PR #948, opened 2019-02-13
FIX #947 - revert the state specifically for the warning message

### LINKED ISSUE #947: ft_warning off does not retain state correctly
@dmatthes1982 wrote by email

> today I've encountered a problem within the function ft_warning or rather ft_notification.
> 
> I was calling the following commands
> 
> ft_warning off; ft_topoplotIC(cfg, data); ft warning on;
> 
> Contrary to my expectations, ft_plot_topo was throwing a warning message. After closer examination, I found out, that one source of these problem is e.g. in line 364-366 in topoplot_common.
> 
> ws = ft_warning('off', 'FieldTrip:getdimord:warning_dimord_could_not_be_determined');
> [data] = ft_selectdata(tmpcfg, data);
> ft_warning(ws);
> 
> After executing the first command, ws is a structure and contains only the old state of 'FieldTrip:getdimord:warning_dimord_could_not_be_determined'. When I later execute the third command, ft_default.notifications.warning will be overwritten with the content of ws, all other former content (e.g. 'all', 'off') of this structure (ft_default.notifications.warning) is deleted.
> 
> I assume that the aim of the third line is to only reset the entry of 'FieldTrip:getdimord:warning_dimord_could_not_be_determined' not to overwrite the whole ft_default.notifications.warning structure.
> 
> Now, I'm not sure which fix you would prefer.
>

---

_WORK ORDER_: From the first line to the last, return the data exactly.

_SOLUTION_:
PR #948, opened 2019-02-13
FIX #947 - revert the state specifically for the warning message

### LINKED ISSUE #947: ft_warning off does not retain state correctly
@dmatthes1982 wrote by email

> today I've encountered a problem within the function ft_warning or rather ft_notification.
> 
> I was calling the following commands
> 
> ft_warning off; ft_topoplotIC(cfg, data); ft warning on;
> 
> Contrary to my expectations, ft_plot_topo was throwing a warning message. After closer examination, I found out, that one source of these problem is e.g. in line 364-366 in topoplot_common.
> 
> ws = ft_warning('off', 'FieldTrip:getdimord:warning_dimord_could_not_be_determined');
> [data] = ft_selectdata(tmpcfg, data);
> ft_warning(ws);
> 
> After executing the first command, ws is a structure and contains only the old state of 'FieldTrip:getdimord:warning_dimord_could_not_be_determined'. When I later execute the third command, ft_default.notifications.warning will be overwritten with the content of ws, all other former content (e.g. 'all', 'off') of this structure (ft_default.notifications.warning) is deleted.
> 
> I assume that the aim of the third line is to only reset the entry of 'FieldTrip:getdimord:warning_dimord_could_not_be_determined' not to overwrite the whole ft_default.notifications.warning structure.
> 
> Now, I'm not sure which fix you would prefer.
>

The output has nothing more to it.